10. provided by the invention gram of azoles is for Buddhist nun and 17-AAG composition polymer nano-micelle injection in drug resistance ALK sun
It is effective in cure in property non-small cell lung cancer cell.
11. provided by the invention gram of azoles uses for the preparation method of Buddhist nun and 17-AAG composition polymer nano-micelle injection
Preparation method is simple and easy to do, and material source is extensive, at low cost, and stable product quality is easy to implement industrialized production.
Detailed description of the invention
Fig. 1 is that gram azoles prepared in the embodiment of the present invention replaces Buddhist nun and 17-AAG composition polymer nano-micelle atomic force microscopy
Mirror (AFM) spectrogram.
Fig. 2 is that gram azoles prepared in the embodiment of the present invention is lyophilized for Buddhist nun and 17-AAG composition polymer nano-micelle injection
The grain size distribution of powder redisperse liquid.

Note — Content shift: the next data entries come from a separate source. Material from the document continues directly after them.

PR #2078, opened 2020-09-06
Merge surface quest and detail surface quest, attempt to make interface less confusing [accepted, waiting for merge]

### LINKED ISSUE #279: add quest to make surface=paved/unpaved more detailed

### LINKED ISSUE #1952: Indicate that categories contain other values
**Use case**
When I recently started using StreetComplete, I was looking for the "wood" and "metal" surface types (mostly for bridges and stairs), but could not find them in the app, instead leaving notes (and probably annoying my local OSM community). I did not realise how to find them until I went to report them missing as a bug and discovered #1863, which pointed out that the "generic" labels were actually categories, not final values.

**Proposed Solution**
I would suggest three changes to improve the discoverability:
1. Change the wording of the heading to include the word "category" or similar, to indicate that the selection is not a final value.
2. Remove the word "generic" from the category name. I am not describing a generic paved path, I am selecting a specific type of paving.
3. Include a visual indication that more options will appear when an option is selected, e.g. an ellipsis (…), chevron right (>), or chevron down (∨), preferably changing to its opposite when the category is expanded (i.e. a chevron right on a closed category changes to a chevron left on an expanded one).

This should also be used for building types, and any other quests using a similar UI paradigm of first selecting a category and then an item in that category.

Examples:

streetcomplete-path-categories-right
streetcomplete-path-surfaces-right

### LINKED ISSUE #2000: More surfaces available for paths
I noticed that for (foot)paths, not many surfaces are available to choose from. I especially miss "gravel" (instead "pebblestones" is available which looks similar on the photo). When selecting "show more", it shows choices that I think are only used for tracks. I would like the options for path surfaces to be more similar to those available for roads...

By the way, speaking of available reply options, I once has a quest for what was grown in an orchard, with "tomatoes" and "paprikas" available. By definition, what's grown in orchards is grown on trees, so if tomatoes were grown there, it wouldn't be called an orchard :) I was also surprised by some exotic options available for sports areas, such as Canadian & Australian football. Would be nice if these were not offered in Europe. The option "table tennis" that I needed wasn't available.

Ideally, the available answer options could be made dependent on the frequency of answers already present in that (wide) area, but that's probably not easy to code?

### LINKED ISSUE #2196: Extend DetailRoadSurface to also cover for paths/footways/cycleways
**Use case**
Currently the DetailRoadSurface quest uses the ALL_ROADS list, that doesn't cover for paths/footways/cycleways.
(I recently passed nearby one of such cases and I wondered why StreetComplete didn't show me anything to detail the surface=paved footway I was on)

**Proposed Solution**
Either:
- add paths/footways/cycleways to the query used by DetailRoadSurface
or
- add a new quest covering only the "non-road" ways (as it is now when the surface tag is missing)

From this comment I'd understand that the second option may be preferred:
https://github.com/westnordost/StreetComplete/issues/279#issuecomment-563974925

(and thanks for that particular quest, it's always nice to find an excuse to resurvey an area) :)

matkoniecz:
For now done just for roads - and review is welcomed. to implement fixes/tweaks just once, not multiple times.

Once initially reviewed I will implement it also for paths, maybe also cycleway surface part and pedestrian surface part.

It will fix #2000 and fix #1952 and fix #279 and fix #2196


app/src/main/res/authors.txt
```diff
@@ -44,6 +44,9 @@ panorama_path_surface_unpav... CC-BY 4.0         https://github.com/westnordost/
 panorama_surface_paved.jpg     CC0               https://www.goodfreephotos.com/united-states/indiana/hoosier-hill/hooiser-hill-road-near-the-top-indiana.jpg.php
 panorama_surface_unpaved.jpg   CC-BY 2.0         https://www.flickr.com/photos/ian_munroe/3633361321
 panorama_surface_ground.jpg    CC-BY 3.0         https://commons.wikimedia.org/wiki/File:Dirt_Road,_Bulacan,_Philippines_-_panoramio.jpg
```
westnordost, line 46: Any reason for keeping the panorama images?

app/src/main/java/de/westnordost/streetcomplete/quests/QuestModule.kt
```diff
@@ -117,13 +117,12 @@ object QuestModule
         AddRecyclingType(o),
         AddRecyclingContainerMaterials(o, r),
         AddSport(o),
-        AddRoadSurface(o, r), // used by BRouter, OsmAnd, OSRM, graphhopper, HOT map style
+        RoadSurface(o, r), // used by BRouter, OsmAnd, OSRM, graphhopper, HOT map style
```
westnordost, line 120: I know that the new road surface quest is not always limited to adding the surface but in case of paved etc also modifies it, but I'd rather leave the name as `AddRoadSurface` because
1. `Add`-something has somewhat established itself as the naming standard for quest types. `RoadSurface` sounds like it is a data class or enum, much like `Surface`
2. Since resurvey quests, many quests do not only add information but also modify it, but I didn't change the naming because of that

app/src/main/res/authors.txt
matkoniecz: No, this images will be removed once I extend this to all other surfaces quests.

app/src/main/java/de/westnordost/streetcomplete/quests/surface/RoadSurface.kt
```diff
@@ -2,28 +2,30 @@ package de.westnordost.streetcomplete.quests.surface
...
+            and !surface:note
+            and segregated != yes
+            )
+        )
+        and (access !~ private|no or (foot and foot !~ private|no))
     """
-    /* ~paved ways are less likely to change the surface type */
-
-    override val commitMessage = "Add road surfaces"
+    override val commitMessage = "Add road surface info"
```
peternewman, line 28: Won't this upset the stats system?

matkoniecz: AFAIK no, stats read changeset tags - not changeset comments.

And app/src/main/java/de/westnordost/streetcomplete/data/user/achievements/AchievementsModule.kt  is modified to handle that detail quest is merged into surface quest.

westnordost: correct

app/src/main/java/de/westnordost/streetcomplete/quests/QuestModule.kt
matkoniecz: name changed

app/src/main/res/values/strings.xml
```diff
@@ -131,7 +131,7 @@
     <string name="quest_buildingLevels_title_buildingPart">"How many levels does this building part have?"</string>
     <string name="quest_roofShape_title">"What basic shape does this building’s roof have?"</string>
     <string name="quest_roofShape_select_one">"Select one:"</string>
-    <string name="quest_roofShape_show_more">"Show more…"</string>
+    <string name="quest_roofShape_show_more">"Show more…"</string><!--it is used in generic list, not only for roof shape but rename would break translations-->
```
peternewman, line 134: Don't the translations get uploaded from SC to the translation system, therefore couldn't you do a sed on all the strings files to replace quest_roofShape_show_more with quest_show_more and mean no translation is required?

matkoniecz:
hm, it seems that AddPathSurfaceForm, AddRoadSurfaceForm and maybe also AddCyclewayPartSurface and AddFootwaySurface will now have almost the same code. Especially part about capturing "unpaved"/"paved" and switching form.

Main difference would be a different image used for `unpaved`, `paved` and `ground`.

And maybe `topItems` (if special ordering depending on path type or currently tagged surface value will remain).


I am tempted to create class and have inheritance in AddPathSurfaceForm and AddRoadSurfaceForm to reduce code duplication.

But I see to remember advice that avoiding code duplication is not sufficient reason to introduce inheritance. Not sure whatever I am remembering correctly, I am unable to track down this comment...

westnordost:
Hmm, I see there is a lot of code now that could potentially be shared, but most of it is overhead over the actual functionality: Letting the user explain in a text field why he selected a generic category.

Is there any particular reason or advantage of switching the layout to display such a text field over just showing a dialog in which the user ought to input the text like for the `AddOpeningHoursForm` for when the user selects that it "has no regular opening hours"? Because the dialog would be much less code and if needed, that dialog could be sourced out and reused instead of introducing some class hierarchy.

westnordost:
F.e.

Fig. 3 is that gram azoles prepared in the embodiment of the present invention is lyophilized for Buddhist nun and 17-AAG composition polymer nano-micelle injection
The outer releasing curve diagram of powder redisperse liquid.
Fig. 4 is that gram azoles prepared in the embodiment of the present invention replaces Buddhist nun with 17-AAG composition polymer nano-micelle injection resistance to
Inhibitory effect in pharmacological property ALK positive non-small cell lung cancer cell.
Fig. 5 is according to gram azoles prepared in the embodiment of the present invention for Buddhist nun and 17-AAG composition polymer nano-micelle injection
Synergy index (drug ratio preferred) in drug resistance ALK positive non-small cell lung cancer cell.
Specific embodiment
The poly- oxazoline PEOZ-OH or PMOZ-OH of hydroxyl by -2 oxazoline of monomer 2- ethyl (or 2- methyl -2- dislike
Oxazoline) it is made within reaction 24 hours with cation ring-opening polymerization method at 100 DEG C, initiator is 4- methyl tosylate (MeOTs).Slightly
Product is precipitated after crossing silica gel with ether, and gained PEOZ-OH or PMOZ-OH and Pfansteihl are in chlorobenzene solvent, 140 DEG C, octanoic acid Asia
Further it polymerize under tin catalytic condition 24 hours.Gained PEOZ-PLA (or PMOZ-PLA) passes through ether deposition and purification, molecular weight
With distribution using glue penetration chromatography (GPC).N,N-Dimethylformamide (DMF) is used as mobile phase, flow velocity 1.0m/l/min;GPC
Column uses 5 μm of Phenogel, and by polymethyl methacrylate standard items (being purchased from Polymer Laboratories).Institute
The composition for obtaining polymer detects confirmation using nuclear magnetic resonance (1H-NMR) in deuterated chloroform solvent.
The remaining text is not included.